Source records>
/---

PR #1289, opened 2021-11-30
Lint Dockerfiles with Hadolint

christophermaier:
Pants can lint Dockerfiles with Hadolint now... so let's use that!

(Note: we are _only_ linting with Pants; we are not changing how we build our Dockerfiles)


jgrillo-grapl (approved):
👏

\---

Work instructions> Restate word for word only the lines running from the beginning of the data to the line holding "(Note: we are", both included.

Answer box>
PR #1289, opened 2021-11-30
Lint Dockerfiles with Hadolint

christophermaier:
Pants can lint Dockerfiles with Hadolint now... so let's use that!

(Note: we are _only_ linting with Pants; we are not changing how we build our Dockerfiles)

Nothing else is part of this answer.